Extreme Load Error After Upgrading to 3.3.0.beta3-dev Yesterday (on Prem)

Upgraded to 3.3.0.beta3-dev yesterday and also Installed AI plugin. The plugin is currently only enabled to staff member (5 people)

But the entire site is dog slow, I’m getting extreme load errors. I can’t seem to figure out where is it coming from my server load seems fine.

Is there a place or places I can go to figure out what is causing it.

Here’s what I see in the Crawler Report not sure if tis bad or good or what. I don’t have a frame of reference.

Looking at my Server looks like unicorn processes are pretty busy

Is this the cause? Do I need more CPU? or Just more Unicorns?

Has its been a while since your last upgrade? Maybe it’s doing some kind of image processing or rebaking.

You can have a look at /sidekiq to see what it’s doing.

Queues Are Empty

I don’t really know what the rest of this means.

I’m not sure what’s normal here… Here’s our server spec
image

Rebooted everything was back to normal but now we are getting extreme load again. I can’t figure out where the issue is coming from is there any tooling that can help within discourse?

So the 3 unicorn workers

Are busy… but we aren’t getting higher than normal traffic as far as I can tell it is about the same it has been the only change was upgrade to 3.3.0 and Added Ai plugin but its only available to Staff

Issues Started Yesterday 6/3

We do have a few more crawlers it seems.

Here’s just Crawlers over a month, but again ti doesn’t seem that much higher. The site is almost un-usable

Any help would be appreciated!

This is a guess, but the only thing that stands out for me in the Sidekiq logs is that the job that’s shown is NotifyMailingListSubscribers. That job can potentially create a lot of requests.

Also, do you see any errors on your Admin / Logs / Error Logs page?

I added a block to the facebook crawler cause that guy was going to town

However I noticed that adding slow / crawlers isn’t updating my robots.txt

but robots.txt doesn’t show the slow entries, only the block entries.

Quite a few of these

I see 3 errors but they don’t seem related… (though it is hard to tell)

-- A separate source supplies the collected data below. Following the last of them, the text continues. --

PR #1220, opened 2015-01-13
move emergency icons to SVG

nebulon42:
Implements part of #1165 by changing `amenity=police` and `amenity=fire_station` to SVG.

before
fire_before police_before

after
fire_after  police_after

Rationale for police station:
I consider handcuffs to fragile and complex for small sizes. The proposed icon is also used by the HOT style and (a variant) is commonly used to depict border control, so it should be quite familiar.


math1985:
Looks fine to me.

dieterdreist:
I like your fire icon, it is much more recognizable at this size and looks
great. The police icon looks a bit like customs to me.

mkoniecz:
The police is not obvious - enough to guess broad range, but it is hard to guess that it is police. But old icon for me is great one to depict prisons, so it is a significant improvement.

Fire station is great and much better. I thought about depicting truck with ladder, but I am not sure is it universal and possible to fit into a small icon.

SomeoneElseOSM:
(late unfortunately, but) I just spotted the new "police" icon yesterday and had to look at the data to see what it represented.  It just looked like "a person" to me.

nebulon42:
The "policeman" representation is quite common IMO (try a search for "police icon"). Still open for improvements except "star and shield" (too specific for Americas IMO) and "handcuffs" (not really feasible at that size).

kocio-pl:
For me it works.

PR #1222, opened 2015-01-13
Make living street casing darker to increase contrast

### LINKED ISSUE #1194: Living streets are hard to see
After #1153, I think living streets are harder to see when there are lots of houses around. Example: http://www.openstreetmap.org/#map=17/48.36770/10.90188

Possibly a lighter grey would now look better? It would need testing on other backgrounds.

math1985:
This resolves #1194

### DIFF
--- a/roads.mss
+++ b/roads.mss
@@ -31,7 +31,7 @@
 @tertiary-casing: #c6c68a;
 @residential-casing: #bbb;
 @service-casing: @residential-casing;
-@living-street-casing: @residential-casing;
+@living-street-casing: #999;
 @pedestrian-casing: @residential-casing;
 @path-casing: @default-casing;
 @footway-casing: @default-casing;


math1985:
We can look at a further change of colours of pedestrian/living_street later, but this is a first step.

nebulon42:
Could you please provide a preview?

math1985:
Before:
screenshot from 2015-01-25 18 31 29

After:
screenshot from 2015-01-25 18 32 09

kocio-pl:
It is a clear improvement for me. How would it look like on residential landuse?

math1985:
Before:
screenshot from 2015-01-25 19 32 51

After:
screenshot from 2015-01-25 19 28 50

kocio-pl:
Not good enough for me, but a bit better.

polarbearing:
The grey gives them a lot of prominence when there are many residential streets in an area, see here:
http://www.openstreetmap.org/#map=16/52.4606/13.7238

Maybe we could render them narrower, such as highway=service, while keeping the grey?

daganzdaanda:
> Maybe we could render them narrower, such as highway=service, while keeping the grey?

Yes, that would make a lot of sense.  Most of the living_streets that I know are really narrow, or at least made to look narrow so that drivers feel they can't go fast there.

mkoniecz:
> The grey gives them a lot of prominence when there are many residential streets in an area, see here:
http://www.openstreetmap.org/#map=16/52.4606/13.7238

Yes, this is a problem. And there are more affected places like http://www.openstreetmap.org/#map=15/50.0769/20.0377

Job exception: PG::DatetimeFieldOverflow: ERROR:  timestamp out of range: "271768-09-23 06:24:11.793040 BC"
LINE 1: ...sers"."moderator" = FALSE AND (users.created_at < '271768-09...
                                                             ^
ActionDispatch::RemoteIp::IpSpoofAttackError (IP spoofing attack?! HTTP_CLIENT_IP="10.10.121.119" HTTP_X_FORWARDED_FOR="14.140.10.244, 14.140.10.244")
app/controllers/topics_controller.rb:1298:in `track_visit_to_topic'
app/controllers/topics_controller.rb:169:in `show'
app/controllers/application_controller.rb:422:in `block in with_resolved_locale'
app/controllers/application_controller.rb:422:in `with_resolved_locale'
lib/middleware/omniauth_bypass_middleware.rb:64:in `call'
lib/content_security_policy/middleware.rb:12:in `call'
lib/middleware/anonymous_cache.rb:391:in `call'
lib/middleware/csp_script_nonce_injector.rb:12:in `call'
config/initializers/008-rack-cors.rb:14:in `call'
config/initializers/100-quiet_logger.rb:20:in `call'
config/initializers/100-silence_logger.rb:29:in `call'
lib/middleware/enforce_hostname.rb:24:in `call'
lib/middleware/request_tracker.rb:291:in `call'

And another job exception around SMTP

Discourse does it’s own rate limiting, it doesn’t rely on robots.txt

Thanks Michael,

Any other ideas on what it could be? Would spinning more unicorns help?

Is that done form the app.yml?

Yes, that would probably help.

env:
  UNICORN_WORKERS: 8

in the app.yml will do this.

I recommend pulling performance numbers using the prometheus plugin if you have that set up, or you can use performance headers.

Analysing your web logs should help a lot with identifying why your server is so busy; looks like crawlers are a good place to start.

2 Likes

Well upgraded to a new DO instance doubled the ram and CPU. Added 8 unicorns (vs 3) did a Db reindex and vaccum and I think we are back in bussiness!

Thanks for the help

3 Likes

This topic was automatically closed 30 days after the last reply. New replies are no longer allowed.